Binary classification

If elements of two classes need to be distinguished, the task is called binary classification or may be called logistic regression. The output is a number between 0 and 1, which the closer to the two extremes, the more confident the model is in its decision. If the output is very close to 0.5, the model is not confident.

CNN: Convolution

Convolutional neural networks, as their name suggests, contain convolutional layers with a given size and number of kernels per layer. In the case of images, IMU sensor output, and other shape-based data, these networks are capable of automatically recognizing local patterns and features such as edges, textures, and temporal or spatial patterns. Through multiple convolutional layers built on top of each other, the network learns increasingly complex patterns, making it suitable for image processing, motion detection, and countless other similar tasks.

CNN: Max pooling

Convolutional layers are often followed by max pooling layers. A 2x2 max pooling reduces both the width and height of an image by half by splitting the image into 2x2 areas and selecting the maximum of the given 4 elements in each area. The result is less data, but the characteristics of features are preserved.

Batch size

Most of the time it is not possible to feed the entire training dataset to the algorithm in one go, due to the large size and memory limitations of computers. The solution is to divide the data into small groups, called batches. The batch size parameter is the number of samples in each of these small groups.

Epoch

Training is an iterative process. In an epoch, the number of iterations is equal to the number of batches that add up the entire dataset. The entire dataset flows through the network in each epoch, thereby tuning the weights, biases and convolution kernels.
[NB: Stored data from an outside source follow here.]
PR #748, opened 2023-05-19
refactor: use ::class keyword in config()

kenjis:

PR #762, opened 2023-07-05
Revert "refactor: use ::class keyword in config()"

### LINKED ISSUE #761: Bug: can't use Auth config in different namespace than App
### PHP Version

8.1.16

### CodeIgniter4 Version

4.3.6

### Shield Version

dev-develop

macOS

### Which server did you use?

fpm-fcgi

### Database

MariaDB 10.2

### Did you customize Shield?

No.

### What happened?

After merge of https://github.com/codeigniter4/shield/pull/748 we cant use Auth config in different namespace than App.

### Steps to Reproduce

We are storing Auth as a module in `ROOTPATH/modules/Auth` folder. There is `Config` folder with `Auth.php` config. This worked before merge https://github.com/codeigniter4/shield/pull/748, after merge our App is broken. We recently updated to latest dev-develop commit hash and go back commit to commit to find when something changed.

We are using App/Config/Autoload.php to load module like:

```php
        'Auth'           => ROOTPATH . 'modules/Auth/',
```

### Expected Output

We would like to store Auth as module in our App.

### Anything else?

Workaround is to move `Auth.php` to `App/Config`.

kenjis:
Fixes #761
Reverts codeigniter4/shield#748

### DIFF
--- a/src/Auth.php
+++ b/src/Auth.php
@@ -8,8 +8,6 @@ use CodeIgniter\Router\RouteCollection;
 use CodeIgniter\Shield\Authentication\Authentication;
 use CodeIgniter\Shield\Authentication\AuthenticationException;
 use CodeIgniter\Shield\Authentication\AuthenticatorInterface;
-use CodeIgniter\Shield\Config\Auth as AuthConfig;
-use CodeIgniter\Shield\Config\AuthRoutes;
 use CodeIgniter\Shield\Entities\User;
 use CodeIgniter\Shield\Models\UserModel;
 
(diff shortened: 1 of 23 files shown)


paulbalandan:
Then, should similar reverts be made also in the other repos?

paulbalandan (approved):

kenjis:
I think we should use short classnames for `config()` in all library repositories.

MGatner:
Yes. Even if we find a way to make Factories prioritize children or certain namespaces this would still be a breaking change for non-App namespaced configs.

MGatner (approved):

Ideally, the accuracy increases with each epoch.

Confusion matrix

The performance of the test dataset can be easily displayed on a matrix, where each class is placed on both the horizontal and vertical axes. The rows are the correct classes, the columns the classes predicted by the model, and the elements of the matrix are the number of combinations.

Learning curves

The learning curves show the development of model performance during training. They plot accuracy and loss as a function of iterations. The curves drawn for the training and validation datasets can be used to recognize underfitting and overfitting. It can be decided whether more data, regularization, or the early stopping of training is needed, and whether it is worth experimenting with a deeper or simpler structure.